A vector of sigma values used for kernel calculation.

lowerLimit

The lower limit for the kernel function, default is 1e-7.

upperQuantile

The quantile used for clipping the kernel values, default is 0.85.

normalizeKernel

Whether to normalize the kernel matrix? Default = FALSE. Note that normalization will not affect any downstream analyses, it is for numerical stability and easier interpretation only.

minAveCellNeighor

What is the minimum average number of cell in the neighbor? This step is to help set up the expected sparsity of the kernel matrix.
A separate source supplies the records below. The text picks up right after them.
PR #6983, opened 2025-09-03
feat: gitleaks config update [ENG-2162]

xeno097:
### Description

Updates the gitleaks config to catch svm private keys in the current commit 

### Related issues

- Fixes [ENG-2162](https://linear.app/hyperlane-xyz/issue/ENG-2162/update-the-gitleaks-hook-to-detect-buffer-files-and-flag-them)

### Backward compatibility

- yes

### Testing

- Manual
- unit

### DIFF
--- a/typescript/infra/package.json
+++ b/typescript/infra/package.json
@@ -55,6 +55,7 @@
     "hardhat": "^2.22.2",
     "mocha": "^11.5.0",
     "prettier": "^3.5.3",
+    "smol-toml": "1.4.2",
     "tsx": "^4.19.1",
     "typescript": "5.3.3"
   },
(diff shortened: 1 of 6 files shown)


typescript/infra/package.json
```diff
@@ -55,6 +55,7 @@
     "hardhat": "^2.22.2",
     "mocha": "^11.5.0",
     "prettier": "^3.5.3",
+    "smol-toml": "1.4.2",
```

If a kernel sigma value is too small, this result in too few neighbors for most cells, resulting in an overly-sparse matrix that makes the parameter estimation hard. Thus, the sigma values that results in an overly-sparse matrix will be removed for later analysis.

rowNormalizeKernel

Whether the kernel matrix will be row-wise normalized? Note that row or column wise normalization will result in an asymmetric result in skrCCA inference.

colNormalizeKernel

Whether the kernel matrix will be column-wise normalized? Note that row or column wise normalization will result in an asymmetric result in skrCCA inference.

verbose

Whether to output the progress and related information

Value

The CoPro object with computed kernel matrices added. The kernel matrices are organized into a three-layer nested list object. The first layer is indexed by the sigma value, and the second and the third layers are cell types

Note

To-do: Shall we include row or column normalization of the kernel?